Pricing optimization is the ability to shape pricing based on the context in which customers encounter it. Most banks and insurance providers have large sales teams, offering complex webs of different products and services. If they work in isolation, they can often be unaware of products available elsewhere in the business. And because they’re usually driven by the bottom line, it can be easy for sales teams to fall back on personal experience rather than data-driven insights.

Using a variety of data from sources such as surveys, past product pricing, and sales histories, financial data scientists can help drive profit and save headaches for these sales teams.

How does this work in practice? Well, advanced machine learning analytics can carry out tests on various scenarios (e.g. whether to bundle services together or to sell them individually) allowing teams to produce smarter strategies. Financial data scientists will also ensure these algorithms integrate effectively with an organization’s systems, drawing data as necessary to automate much of the process. This means salespeople can do what they do best: sell! While pricing optimization may sound cynical, it ultimately gives customers what they want (good value) while maximizing profit for the company. Everybody wins.

8. Product development

One of the fastest-growing uses of data science in the finance industry comes from fintech (financial technology) providers. This nascent area of the industry has only emerged in recent years, but has been quick to take advantage of the sluggish pace of change prevalent in larger, more rigid financial organizations (such as older banks). Sweeping in with a disruptive start-up mentality, fintech companies are offering exciting innovations at a much faster pace than global organizations can manage.

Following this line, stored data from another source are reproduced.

PR #77, opened 2015-05-29
Adding new helper methods and android-manifest methods with tests

moizjv:
- New helper methods and tests
- New android-manifest methods and tests


lib/helpers.js
```diff
@@ -1,6 +1,10 @@
 import _fs from 'fs';
 import path from 'path';
 import B from 'bluebird';
+import { system,util } from 'appium-support';
```
jlipps: `system, util`

lib/helpers.js
```diff
@@ -24,4 +28,56 @@ async function getDirectories (rootPath) {
...
+  if (typeof androidHome !== "string") {
+    log.error("ANDROID_HOME was not exported!");
+    return null;
+  }
+  // TODO import it from appium support
+  let locs = ['android-4.2', 'android-17', 'android-4.3', 'android-18',
+      'android-4.4', 'android-19', 'android-L', 'android-20', 'android-5.0',
+      'android-21'];
+
+  for(let loc of locs.reverse()) {
```
jlipps: `for (`

lib/helpers.js
```diff
@@ -24,4 +28,56 @@ async function getDirectories (rootPath) {
...
+    let platforms = path.resolve(androidHome, 'platforms');
```
jlipps: since you're doing `path.resolve(platforms, loc)` twice, I'd put it in a variable

lib/helpers.js
```diff
@@ -24,4 +28,56 @@ async function getDirectories (rootPath) {
...
+  log.debug(`Unzipping ${zipPath}`);
+  try {
+    await assertZipArchive(zipPath);
+    if (system.isWindows()) {
+      let zip = new AdmZip(zipPath);
+      zip.extractAllTo(path.dirname(zipPath), true);
+      log.debug("Unzip successful");
+    } else {
+      let execOpts = {cwd: path.dirname(zipPath)};
+      await exec('unzip', ['-o', zipPath], execOpts);
```
jlipps: does putting the opts directly into the function call here cause the line to be too long? if not, no need to make a variable for them

lib/helpers.js
```diff
@@ -24,4 +28,56 @@ async function getDirectories (rootPath) {
...
+      log.debug("Unzip successful");
+    }
+  } catch (e) {
+    throw new Error(`Error occored while unzipping. Original error ${e.message}`);
```
jlipps: occored --> occurred

and I would say `Original error: ${e.message}` so it reads more cleanly (i.e., add a colon)

lib/helpers.js
```diff
@@ -24,4 +28,56 @@ async function getDirectories (rootPath) {
...
+  }
+}
+
+async function assertZipArchive (zipPath) {
+  log.debug(`Testing zip archive: ${zipPath}`);
+  if (system.isWindows()) {
+    if (await util.fileExists(zipPath)) {
+      log.debug("Zip archive tested clean");
+    } else {
+      return new Error(`Zip archive not present at ${zipPath}`);
```
jlipps: why are we returning an error instead of throwing an error?

lib/tools/android-manifest.js
```diff
@@ -74,4 +81,60 @@ manifestMethods.packageAndLaunchActivityFromManifest = async function (localApk)
...
+  log.debug('Compiling manifest.');
+  try {
+    let args = ['package', '-M', manifest, '--rename-manifest-package',
+                manifestPackage, '--rename-instrumentation-target-package',
+                targetPackage, '-I', path.resolve(platformPath, 'android.jar'),
+                '-F', manifest + '.apk', '-f'];
+    await exec(this.binaries.aapt, args);
+    log.debug("Compiled manifest");
+  } catch (err) {
+    throw new Error(`Error compiling manifest. Original error ${err.message}`);
```
jlipps: `Original error: ${err.message}`

so we don't get things like "Original error could not open file". what? the error couldn't open a file?

lib/tools/android-manifest.js
```diff
@@ -74,4 +81,60 @@ manifestMethods.packageAndLaunchActivityFromManifest = async function (localApk)
...
+  }
+};
+
+manifestMethods.insertManifest = async function (manifest, srcApk, dstApk) {
+  log.debug(`Inserting manifest, src: ${srcApk} dst: ${dstApk}`);
+  try {
+    await unzipFile(`${manifest}.apk`);
+    await ncp(srcApk, dstApk);
+    log.debug("Testing new tmp apk.");
```
jlipps: no need for trailing periods in any of these logs

lib/tools/android-manifest.js
```diff
@@ -74,4 +81,60 @@ manifestMethods.packageAndLaunchActivityFromManifest = async function (localApk)
...
+      await exec(java, args);
+    } else {
+      // Insert compiled manifest into /tmp/appPackage.clean.apk
+      // -j = keep only the file, not the dirs
+      // -m = move manifest into target apk.
+      await exec('zip', ['-j', '-m', dstApk, manifest]);
+    }
+    log.debug("Inserted manifest.");
+  } catch(e) {
+    throw new Error(`Error insterting manifest. Original error: ${e.message}`);
```
jlipps: nice colon :+1:  :stuck_out_tongue:

test/android-manifest-specs.js
```diff
@@ -2,22 +2,65 @@ import chai from 'chai';
...
     await adb.createADB();
+
+  });
+  it('should correctly parse packageAndLaunchActivityFromManifest', async () => {
     let {apkPackage, apkActivity} = await adb.packageAndLaunchActivityFromManifest('./test/ContactManager.apk');
     apkPackage.should.be.equal('com.example.android.contactmanager');
     apkActivity.should.be.equal('com.example.android.contactmanager.ContactManager');
   });
+  it('should correctly have internet permission', async () => {
+    let flag = await adb.hasInternetPermissionFromManifest('./test/ContactManager-selendroid.apk');
```
jlipps: hmm. not sure what i think about these relative paths. what if we run the tests from somewhere other than the main directory? it'd be safer to use something like `path.resolve(__dirname, '..', '..', 'test', 'ContactManager-selendroid.apk')`

which you could just instantiate as a constant at the top of the file

test/android-manifest-specs.js
```diff
@@ -2,22 +2,65 @@ import chai from 'chai';
...
+    flag.should.be.true;
+  });
+  it('should correctly not have internet permission', async () => {
+    let flag = await adb.hasInternetPermissionFromManifest('./test/ContactManager.apk');
+    flag.should.be.false;
+  });
+  it('should compile and insert manifest', async () => {
+    let appPackage    = 'com.example.android.contactmanager',
```
jlipps: i know it kinda looks pretty, but we don't line things up on = in lists like this. i think we should either do it everywhere or nowhere

test/android-manifest-specs.js
```diff
@@ -2,22 +2,65 @@ import chai from 'chai';
...
+        tmpDir        = path.resolve(__dirname, '..', '..', 'test', 'temp'),
+        newServerPath = path.resolve(tmpDir, `selendroid.${appPackage}.apk`),
+        newPackage    = 'com.example.android.contactmanager.selendroid',
+        srcManifest   = path.resolve(__dirname, '..', '..', 'test',
+                                   'selendroid', 'AndroidManifest.xml'),
+        dstDir        = path.resolve(__dirname, '..', '..', 'test', 'temp', appPackage),
+        dstManifest   = path.resolve(dstDir, 'AndroidManifest.xml'),
+        serverPath    = path.resolve(__dirname, "..", "..", "test", "selendroid",
```
jlipps: lot of mixing of single vs double quotes in this section. also some of the second lines aren't lined up correctly underneath the first line

jlipps:
ok done with review! looks really great overall, made a bunch of style comments

sebv:
Try to put e2e tests in files finishing by `e2e-spec.js` (Anything which actually starts an emulator, or call adb.).

lib/helpers.js
```diff
@@ -24,4 +28,56 @@ async function getDirectories (rootPath) {
...
+    return null;
+  }
+  // TODO import it from appium support
+  let locs = ['android-4.2', 'android-17', 'android-4.3', 'android-18',
+      'android-4.4', 'android-19', 'android-L', 'android-20', 'android-5.0',
+      'android-21'];
+
+  for(let loc of locs.reverse()) {
+    let platforms = path.resolve(androidHome, 'platforms');
+    if(await util.fileExists(path.resolve(platforms, loc))) {
```
imurchie: `if (`

lib/tools/android-manifest.js
```diff
@@ -74,4 +81,60 @@ manifestMethods.packageAndLaunchActivityFromManifest = async function (localApk)
...
+  }
+};
+
+manifestMethods.hasInternetPermissionFromManifest = async function (localApk) {
+  try {
+    await this.initAapt();
+    log.debug("Checking if has internet permission from manifest.");
+    let {stdout} = await exec(this.binaries.aapt, ['dump', 'badging', localApk]);
+    return new RegExp("uses-permission:.*'android.permission.INTERNET'").test(stdout);
```
imurchie: I don't know about anyone else, but I'd prefer regexp literals where it's not dynamic. That way everything is at load-time, not run-time.

test/android-manifest-specs.js
```diff
@@ -2,22 +2,65 @@ import chai from 'chai';
...
+                                  "selendroid.apk");
+    // deleting temp directory if present
+    await exec('rm', ['-rf', tmpDir]);
```
imurchie: Are we not using `rimraf` anymore?

moizjv:
@jlipps @imurchie thanks for the feedback made all the changes :). @sebv I am planning to put it under functional folder will that work?

jlipps:
LGTM

imurchie:
:+1:

sebv:
@moiz I've added e2e pattern to the boilerplate yesterday: https://github.com/appium/appium-gulp-plugins/blob/master/lib/boilerplate.js#L73

Even in a `functional` folder, it is probably a good idea to keep the e2e-specs pattern, less config.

While many fintech providers have launched digital banks, others focus on specific areas of technology, before selling these on. Blockchain and cryptocurrency, mobile payment platforms, analytics-driven trading apps, lending software, and AI-based insurance products are just a few examples of fintech that is driven by data science.

9. General data management

As mentioned, financial institutions have access to huge amounts of data. The potential sources are vast: mobile interactions, social media data, cash transactions, marketplace reports…you get the idea. It’s not something many people think about, but besides the social media giants, the finance sector has access to more of our data than probably any other industry. Harnessed properly, these goldmines of data can provide invaluable financial business intelligence. But harnessing these data properly is half of the challenge.

While the majority of these data are digitized, most lack any structure at all. And with real-time data constantly streaming in, bringing order to this chaos is a headache. While numbers one to eight on our list explored the flashy results of this data science journey, data management in finance is a huge task in itself. It requires teams of data experts who can build data warehouses, mine data, understand the complexities of the industry, and do all this while developing novel approaches to working with it. Data engineers and data architects (who manage data itself) are vital to effective financial data management.

Close up of finance data analysts working together

Wrap-up and further reading

In this post, we explored the nine top uses of data science in the finance sector. As we’ve learned, increasingly precise statistical techniques and modern technologies have transformed the way the finance industry works. And they will continue to do so.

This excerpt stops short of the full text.